WHAT YOU ARE ASKED TO DO >> Every line below that contains the word "markstos" must be copied.

(Stored data)
⁂
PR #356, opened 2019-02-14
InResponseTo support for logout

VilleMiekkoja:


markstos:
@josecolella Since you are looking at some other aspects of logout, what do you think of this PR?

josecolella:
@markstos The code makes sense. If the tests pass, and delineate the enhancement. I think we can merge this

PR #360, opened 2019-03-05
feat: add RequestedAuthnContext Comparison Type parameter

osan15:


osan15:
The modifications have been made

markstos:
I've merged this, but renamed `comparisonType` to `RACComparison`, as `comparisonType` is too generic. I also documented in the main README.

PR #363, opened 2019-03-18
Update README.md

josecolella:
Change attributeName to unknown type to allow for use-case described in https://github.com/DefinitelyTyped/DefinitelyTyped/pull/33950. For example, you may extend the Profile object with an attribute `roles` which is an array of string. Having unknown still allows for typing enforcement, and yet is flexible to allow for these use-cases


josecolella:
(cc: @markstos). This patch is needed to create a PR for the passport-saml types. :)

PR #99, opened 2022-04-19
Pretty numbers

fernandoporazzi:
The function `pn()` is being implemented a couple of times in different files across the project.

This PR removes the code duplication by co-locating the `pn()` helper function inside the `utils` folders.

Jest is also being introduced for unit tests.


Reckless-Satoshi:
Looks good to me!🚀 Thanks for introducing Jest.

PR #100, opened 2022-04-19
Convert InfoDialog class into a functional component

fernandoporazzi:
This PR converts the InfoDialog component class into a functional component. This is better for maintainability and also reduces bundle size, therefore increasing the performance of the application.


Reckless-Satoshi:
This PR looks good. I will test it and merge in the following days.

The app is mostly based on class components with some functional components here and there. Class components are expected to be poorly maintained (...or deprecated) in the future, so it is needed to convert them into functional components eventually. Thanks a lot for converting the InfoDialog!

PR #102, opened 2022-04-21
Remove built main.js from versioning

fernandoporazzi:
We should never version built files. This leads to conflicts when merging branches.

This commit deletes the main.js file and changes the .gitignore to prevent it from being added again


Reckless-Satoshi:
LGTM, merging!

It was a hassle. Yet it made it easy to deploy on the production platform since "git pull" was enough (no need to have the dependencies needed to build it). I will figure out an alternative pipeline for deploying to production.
⁂
RESPONSE BELOW >>
markstos:
@markstos The code makes sense. If the tests pass, and delineate the enhancement. I think we can merge this
markstos:
(cc: @markstos). This patch is needed to create a PR for the passport-saml types. :)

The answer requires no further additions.